We say “supposed to” rather than “designed to” because as far back as 20 years ago, a federal court ruled that Yucca Mountain’s design and construction was insufficient for long-term safe and secure storage of radioactive materials. Since then, questions about the structural integrity of the facility have led skeptics to question whether waste would remain secure even in our own lifetime.

Of course, even if the facility is structurally sound, there is an even greater threat posed by the transportation of radioactive nuclear waste to the facility.

In 2017, former Nevada Republican Sen. Dean Heller gave a presentation to the U.S. Senate in which he displayed a map of the 22,000 miles of railways and 7,000 miles of highways that would be used to relocate the high-level nuclear waste to Yucca Mountain.

More than 10 million Americans live within a half-mile of the various routes, meaning they would be exposed to detectable levels of radiation just by being in their home. Those exposed include many of Clark County’s 2.3 million residents as well as many of the 750,000 weekly visitors to the Strip and downtown Las Vegas. That’s because waste would be carried on tracks that run parallel to Interstate 15, right through the middle of the tourist corridor. Even in the absence of a full-scale disaster, the impact on the local economy could be disastrous.

In the worst-case scenario — a terrorist attack or a train derailment that causes a massive release of nuclear waste — you’ve got the basis for an apocalyptic disaster movie.

Citing data compiled by the Nevada Commission on Nuclear Projects, Heller said it would take 50 years to transport America’s nuclear waste to Yucca Mountain. He concluded his presentation by asking his colleagues, “Do you really believe that over the span of 50 years that there won’t be one single transportation accident with an ensuing radiological release?”

We think not.

Nationally, in 2022, there were 1,200 train derailments in America — a number that is increasing as aging rail infrastructure is stressed further by limited staffing and increasingly aggressive rail transit schedules.

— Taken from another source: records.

PR #2404, opened 2026-09-13
core: delete hash to number mapping during SetHead chain rewind

### LINKED ISSUE #2386: core: SetHead to a height behind the divergence does not clear a wedged sidechain state
## Summary

Issue #2224 reported two problems. PR #2293 fixes the first one, the false-positive `sidechain ghost-state attack` rejection on empty sibling blocks. This issue tracks the second one, which #2293 does not address: a node that already wedged does not recover from a short `debug_setHead`.

## What the trace shows

From the #2224 operator session on node v2, `debug_setHead 0x59f` (block 1439) rewound the chain as expected (excerpt, intermediate lines trimmed):

```
WARN  Rewinding blockchain to block            target=1439
INFO  Truncating from head                     type=state ohead=1442 tail=427 nhead=1441
INFO  Truncating from head                     type=state ohead=1441 tail=427 nhead=1440
INFO  Rewound to block with state              number=1439 hash=280067..874280
INFO  Loaded most recent local block           number=1439 hash=280067..874280 td=2316 age=47m16s
```

The warn-and-drop loop continued after the rewind. The operator had to rewind well past the divergence before the node resynced.

## Why the cause is still open

#2224 records a best guess: the side-block record for the old 1441 hash survives `SetHead` because "only the canonical pointer was rewound". Reading the rewind path, that explanation does not hold on its own.

`HeaderChain.setHead` gathers every hash at each height with `ReadAllHashes`, then deletes each header and its TD, not only the canonical entry:

https://github.com/0xPolygon/bor/blob/c788d1a97cb389312d56daeda50b659fa962b226/core/headerchain.go#L705-L726

On the first iteration it also sweeps every height above the target:

https://github.com/0xPolygon/bor/blob/c788d1a97cb389312d56daeda50b659fa962b226/core/headerchain.go#L690-L699

The trace confirms the loop ran rather than exiting early: `ohead` moves 1442, then 1441, so the body executed for both heights above the target. The trace also shows `tail=427`, so blocks 1439 to 1442 sat in the active key-value store and not the chain freezer, which rules out the documented freezer no-op:

https://github.com/0xPolygon/bor/blob/c788d1a97cb389312d56daeda50b659fa962b226/core/headerchain.go#L713-L718

So the header and TD for the diverged 1441 should have been deleted. Something else reintroduces or re-reaches that block on the next sync attempt, and the recorded guess does not identify it.

## What would help

Determine what actually re-triggers the check after a short rewind. Candidates to rule in or out, none of them yet confirmed:

- Peer-supplied headers arriving again and re-entering `insertSideChain` before the node reconciles with the canonical chain.
- Downloader or fetcher state that outlives the rewind within the same process.
- Data the rewind leaves behind that is not the header or TD.

A reproduction against current `develop` would settle it. #2224 has the scenario and the captured artifacts.

## Expected behavior

A `debug_setHead` to a height behind the divergence recovers the node. If a deeper rewind is genuinely required, the operator gets a clear reason why. 

## Notes

Reproduction steps, the full timeline, and the artifacts are in #2224. The fix in #2293 stops a node from reaching this state, so this issue matters for nodes that wedged before that fix ships, and for any other path that leaves a diverged side block behind the head.

Tyagiquamar:
Fixes #2386.

### Root Cause Analysis

When a node wedged on a sidechain divergence (e.g. at height 1441) calls \debug_setHead\ to rewind to a height behind the divergence (e.g. height 1439):
1. \HeaderChain.setHead\ rewinds the block headers and deletes header/difficulty mappings for displaced heights.
2. However, persisted milestone keys (\LastMilestone\, \LockField\, \FutureMilestoneField\) and in-memory downloader milestone states higher than the rewind target were left intact in the database.
3. Upon sync resumption, incoming canonical headers were validated against the stale milestone locks from the displaced sidechain fork.
4. The check failed with a milestone mismatch (\checkForkCorrectness\ returning \alse\), causing the node to continuously reject valid peer chains and fall back into a warn-and-drop loop.

### Changes Included

1. **Database Purge Helper**: Added \
awdb.PurgeStaleMilestonesFromDb(db, head)\ in \core/rawdb/milestone.go\ to delete \LastMilestone\, \LockField\, and filter \FutureMilestoneField\ entries strictly higher than \head\.
2. **Chain Rewind Purge**: Integrated \
awdb.PurgeStaleMilestonesFromDb\ inside \HeaderChain.setHead\ in \core/headerchain.go\ so all chain rewinds clean persisted milestone locks.
3. **Downloader State Reset**: Ensured \EthAPIBackend.SetHead\ in \th/api_backend.go\ calls \.eth.handler.downloader.PurgeMilestonesAfter(number)\ before \SetHead\ to reset in-memory downloader milestone locks and fork validation caches.
4. **Unit Test**: Added \TestPurgeStaleMilestonesFromDb\ in \core/rawdb/accessors_chain_test.go\ verifying that rewinding past milestone boundaries cleans persisted locks and future milestone lists.


Tyagiquamar:
@pratikspatil024 Cleaned up the branch and rebased onto the latest develop. The PR now only contains the intended 4 files for purging stale milestones and downloader locks on SetHead rewind (plus unit tests). Verified locally in Docker with \go test -v ./core/rawdb/ -run TestPurgeStaleMilestonesFromDb\ passing.

pratikspatil024:
diffguard in the CI is failing, could you please fix it

Tyagiquamar:
@pratikspatil024 Addressed the diffguard failure: expanded unit test coverage with dedicated subtests for full milestone list deletion and non-stale entry retention, and cleaned up unused conditional branches in SetHead. All mutation checks now pass.

pratikspatil024:
@claude review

As residents of the Ohio River Valley learned, even a single derailment can have a massive impact on people and the environment.

Last year, a derailed train in East Palestine, Ohio, made international headlines as a massive fire sent a plume of black smoke into the air while another plume of cancerous butyl acetate flowed down the Ohio River. If a train derailed and spilled radioactive waste into a tributary of the Colorado River, it might affect the water supply for tens of millions of people.

A scenario like this isn’t speculative — it almost happened here.

In 2019, under the leadership of then-President Donald Trump and U.S. Energy Secretary Rick Perry, the federal government secretly shipped plutonium by rail to the Nevada National Security Site. Nevada Attorney General Aaron Ford sued to stop the shipments and increase state oversight of trains traversing federal lands.

Just months after the shipments stopped, a train derailed near the junction with the Yucca Mountain Rail Corridor and sent 33 cargo containers into the Meadow Valley Wash — a tributary of the Muddy River and Lake Mead. Fortunately, the train was only hauling automobiles.

Yucca Mountain must be taken off the table once and for all.

As Robert Halstead, former executive director of the Nevada Agency for Nuclear Projects, wrote this year in a guest column for the Sun, “The Yucca Mountain site itself is so flawed that restarting the licensing process would be a serious, distracting waste of time and resources.”

We agree.

Democrats in Nevada’s Senate and House delegations have introduced legislation to require the secretary of energy to obtain written consent from state, local and tribal governments before allocating money from the Nuclear Waste Fund to pay for planning, construction or operation of a nuclear waste repository.

The Nuclear Waste Informed Consent Act — H.R. 1051 and S. 404 — should be passed immediately for the safety and security of all Americans.

Congress should then formally end the licensing process for Yucca and begin the difficult work of identifying potential new sites for a nuclear waste repository that are safer than Yucca Mountain and have the support of local residents.